▶ _About this exercise_: Nothing after the line containing "of your change." belongs in the answer; write out exactly every line from the start of the material up to it, including it.

▶ _Data excerpts_:
----
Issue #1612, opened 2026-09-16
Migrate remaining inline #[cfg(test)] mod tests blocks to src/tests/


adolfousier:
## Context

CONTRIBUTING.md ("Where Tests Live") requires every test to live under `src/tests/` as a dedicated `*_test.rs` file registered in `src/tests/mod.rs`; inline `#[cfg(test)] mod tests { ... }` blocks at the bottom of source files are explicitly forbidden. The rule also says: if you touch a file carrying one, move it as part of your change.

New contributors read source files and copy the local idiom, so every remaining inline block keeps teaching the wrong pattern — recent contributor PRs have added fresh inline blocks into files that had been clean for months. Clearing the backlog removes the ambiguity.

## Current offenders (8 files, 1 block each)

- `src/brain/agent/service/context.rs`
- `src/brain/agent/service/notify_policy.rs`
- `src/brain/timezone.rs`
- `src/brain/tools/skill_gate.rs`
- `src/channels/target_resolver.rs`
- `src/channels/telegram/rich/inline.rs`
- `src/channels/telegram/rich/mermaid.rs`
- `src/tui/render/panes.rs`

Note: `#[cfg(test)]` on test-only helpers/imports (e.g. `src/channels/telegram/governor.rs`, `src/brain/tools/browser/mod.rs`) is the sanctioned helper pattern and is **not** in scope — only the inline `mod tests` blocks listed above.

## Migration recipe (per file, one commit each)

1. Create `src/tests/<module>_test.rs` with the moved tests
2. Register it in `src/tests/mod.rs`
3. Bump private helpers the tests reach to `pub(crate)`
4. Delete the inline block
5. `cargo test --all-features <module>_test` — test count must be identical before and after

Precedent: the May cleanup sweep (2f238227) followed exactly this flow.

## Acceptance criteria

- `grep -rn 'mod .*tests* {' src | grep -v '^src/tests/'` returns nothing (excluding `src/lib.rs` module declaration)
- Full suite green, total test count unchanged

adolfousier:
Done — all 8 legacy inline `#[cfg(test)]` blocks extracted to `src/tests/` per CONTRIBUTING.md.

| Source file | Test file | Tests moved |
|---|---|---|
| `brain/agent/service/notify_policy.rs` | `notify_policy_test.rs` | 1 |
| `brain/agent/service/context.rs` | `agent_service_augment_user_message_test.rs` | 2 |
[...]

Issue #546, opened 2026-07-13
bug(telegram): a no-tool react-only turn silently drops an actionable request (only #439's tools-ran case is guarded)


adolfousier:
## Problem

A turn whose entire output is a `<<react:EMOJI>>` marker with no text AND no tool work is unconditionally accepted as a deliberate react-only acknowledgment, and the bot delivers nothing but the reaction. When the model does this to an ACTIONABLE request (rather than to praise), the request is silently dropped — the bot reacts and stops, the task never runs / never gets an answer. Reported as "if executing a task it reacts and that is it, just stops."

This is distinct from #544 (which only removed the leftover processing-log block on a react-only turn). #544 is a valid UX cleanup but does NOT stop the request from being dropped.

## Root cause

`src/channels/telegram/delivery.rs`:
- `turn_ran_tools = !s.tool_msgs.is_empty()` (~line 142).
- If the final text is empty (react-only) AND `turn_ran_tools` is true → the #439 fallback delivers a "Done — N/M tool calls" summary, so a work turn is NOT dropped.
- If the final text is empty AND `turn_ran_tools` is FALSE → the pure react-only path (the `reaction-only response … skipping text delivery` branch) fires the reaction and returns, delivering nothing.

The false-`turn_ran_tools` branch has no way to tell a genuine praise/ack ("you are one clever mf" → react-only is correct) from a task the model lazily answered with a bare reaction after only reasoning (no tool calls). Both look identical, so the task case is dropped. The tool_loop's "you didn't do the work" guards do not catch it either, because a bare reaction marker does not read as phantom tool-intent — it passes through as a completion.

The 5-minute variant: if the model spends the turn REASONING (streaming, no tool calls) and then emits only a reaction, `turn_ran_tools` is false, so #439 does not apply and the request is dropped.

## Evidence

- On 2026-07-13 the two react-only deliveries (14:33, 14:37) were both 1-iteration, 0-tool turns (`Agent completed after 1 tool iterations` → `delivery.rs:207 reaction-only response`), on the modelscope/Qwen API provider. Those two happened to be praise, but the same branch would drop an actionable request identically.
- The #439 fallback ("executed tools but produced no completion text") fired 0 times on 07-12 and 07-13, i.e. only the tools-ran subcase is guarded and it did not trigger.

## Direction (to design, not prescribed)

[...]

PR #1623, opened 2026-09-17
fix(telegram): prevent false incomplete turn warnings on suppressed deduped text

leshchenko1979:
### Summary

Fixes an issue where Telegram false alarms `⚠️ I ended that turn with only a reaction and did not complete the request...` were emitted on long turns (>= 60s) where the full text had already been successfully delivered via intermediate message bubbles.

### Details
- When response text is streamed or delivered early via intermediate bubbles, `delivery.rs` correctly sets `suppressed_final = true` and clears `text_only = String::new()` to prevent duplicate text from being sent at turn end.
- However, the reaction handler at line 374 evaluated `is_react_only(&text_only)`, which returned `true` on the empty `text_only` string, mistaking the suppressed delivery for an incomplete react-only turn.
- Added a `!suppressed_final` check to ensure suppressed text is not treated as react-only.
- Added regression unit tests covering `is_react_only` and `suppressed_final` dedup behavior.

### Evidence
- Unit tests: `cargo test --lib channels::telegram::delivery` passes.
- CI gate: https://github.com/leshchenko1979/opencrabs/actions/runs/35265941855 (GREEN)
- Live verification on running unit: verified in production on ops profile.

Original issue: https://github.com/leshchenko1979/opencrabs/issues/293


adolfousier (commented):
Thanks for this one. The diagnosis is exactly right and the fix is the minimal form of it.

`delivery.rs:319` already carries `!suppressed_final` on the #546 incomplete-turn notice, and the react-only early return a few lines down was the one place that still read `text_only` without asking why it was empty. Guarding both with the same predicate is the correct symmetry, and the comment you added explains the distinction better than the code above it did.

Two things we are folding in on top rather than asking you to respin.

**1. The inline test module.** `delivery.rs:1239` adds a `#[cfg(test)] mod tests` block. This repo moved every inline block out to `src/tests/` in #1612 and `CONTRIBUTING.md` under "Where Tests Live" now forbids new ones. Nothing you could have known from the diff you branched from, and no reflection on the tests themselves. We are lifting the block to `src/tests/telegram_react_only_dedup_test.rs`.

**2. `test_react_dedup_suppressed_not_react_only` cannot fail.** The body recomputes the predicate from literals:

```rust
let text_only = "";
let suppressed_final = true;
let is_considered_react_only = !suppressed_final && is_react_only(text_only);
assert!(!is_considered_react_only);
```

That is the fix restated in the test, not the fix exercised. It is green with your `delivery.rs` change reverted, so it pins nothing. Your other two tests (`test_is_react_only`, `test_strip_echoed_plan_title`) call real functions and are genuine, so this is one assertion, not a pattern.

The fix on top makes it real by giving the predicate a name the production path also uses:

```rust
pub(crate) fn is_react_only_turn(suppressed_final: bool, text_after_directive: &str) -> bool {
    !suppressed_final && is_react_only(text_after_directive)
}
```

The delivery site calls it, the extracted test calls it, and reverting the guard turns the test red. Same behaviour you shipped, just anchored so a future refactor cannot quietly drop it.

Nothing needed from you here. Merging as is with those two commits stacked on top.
----
▶ _Task response_:
Issue #1612, opened 2026-09-16
Migrate remaining inline #[cfg(test)] mod tests blocks to src/tests/


adolfousier:
## Context

CONTRIBUTING.md ("Where Tests Live") requires every test to live under `src/tests/` as a dedicated `*_test.rs` file registered in `src/tests/mod.rs`; inline `#[cfg(test)] mod tests { ... }` blocks at the bottom of source files are explicitly forbidden. The rule also says: if you touch a file carrying one, move it as part of your change.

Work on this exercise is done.